- Born: 12 July 1922 Warwick, Queensland, Australia
- Died: 30 January 2018 (aged 95) Townsville, Queensland, Australia
- Occupation(s): television and radio executive
- Known for: bringing television to North Queensland
- Awards: Queensland Great (2015)

= Jack Gleeson (television executive) =

Australian television executive

John Fredolin Gleeson (12 July 1922 – 30 January 2018) was an Australian television executive.

Gleeson had an extensive career in the radio and television industry but is perhaps best known for his lengthy tenure as chairman of Telecasters North Queensland, of which he was also a major shareholder.

In this position, he is credited with introducing the first television service to Northern Australia with the inauguration of the first television station north of Brisbane in 1962.

==Life and career==
Gleeson commenced his career working as a technician before buying radio station 4AY in the 1950s.

Gleeson then moved into television, becoming chairman of Telecasters North Queensland which saw Townsville become the first city north of Brisbane to receive television with the launch of TNQ-7 on 1 November 1962. Telecasters North Queensland then purchased Cairns station FNQ-10 with both stations sharing a programming schedule and sharing the name NQTV.

Gleeson saw NQTV through aggregation which saw the station change its name to QTV and expand into southern areas of regional Queensland. However, a tense battle with the Nine Network ensued with Telecasters North Queensland attempting to secure an affiliation agreement to have Nine's programs broadcast on QTV.

Despite promising negotiations with Kerry Packer which saw QTV begin to promote Nine's programs on air, Gleeson ultimately lost out when Packer terminated an agreement with Telecasters North Queensland on 24 December 1990, just days before aggregation commenced.

QTV was forced to enter a quick supply agreement to secure a Network Ten affiliation instead. Although disappointed by Nine's decision to pull out of the deal they had made with QTV, Gleeson described the arrangement with Network Ten as "satisfactory" citing the network's improved ratings nationally which he believed would enhance QTV's future.

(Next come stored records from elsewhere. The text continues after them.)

PR #761, opened 2016-01-28
Enable client certificates on HTTPS

### LINKED ISSUE #597: Turning on client cert for HTTPS in CoreCLR and UWP
This will need add new api to CoreCLR.
UWP may not be able to do this because it will require changes in HttpClientHanderler owned by Networking.

mconnew:
Small fixes to enable client certs on coreclr (windows only).  
Bring in a copy of the UWP HttpClient and modify for to enable certificates.

Fixes #597


src/Common/test-runtime/project.json
```diff
@@ -40,11 +40,13 @@
     "System.Runtime.Extensions": "4.0.10",
     "System.Runtime.Handles": "4.0.0",
     "System.Runtime.InteropServices": "4.0.0",
+	"System.Runtime.InteropServices.RuntimeInformation": "4.0.0-rc3-23725",
```
roncain: I thought this was not available for NET Native.  Also nit: indent is different from others.

src/System.Private.ServiceModel/src/System/IdentityModel/Selectors/X509SecurityTokenProvider.cs
```diff
@@ -12,61 +12,39 @@ namespace System.IdentityModel.Selectors
...
-
-        public X509Certificate2 Certificate
-        {
-            get { return _certificate; }
         }
 
         protected override async Task<SecurityToken> GetTokenCoreAsync(CancellationToken cancellationToken)
         {
-            return await Task.FromResult<SecurityToken>(new X509SecurityToken(_certificate));
+            return await Task.FromResult<SecurityToken>(new X509SecurityToken(_certificate, _clone, _clone));
```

Gleeson died on 30 January 2018 at the age of 95. His funeral service was held at the Sacred Heart Cathedral in Townsville on 5 February 2018.

==Honours==
In the 1985 Australia Day Honours, Gleeson was made a Member of the Order of Australia in recognition of his service to the Australian radio and television industry.

He was conferred with an honorary doctorate from the Australian Catholic University in 2005.

Gleeson was named as a Queensland Great in 2015.

In 2006, he was awarded a papal knighthood in the Order of St. Gregory the Great by Pope Benedict XVI.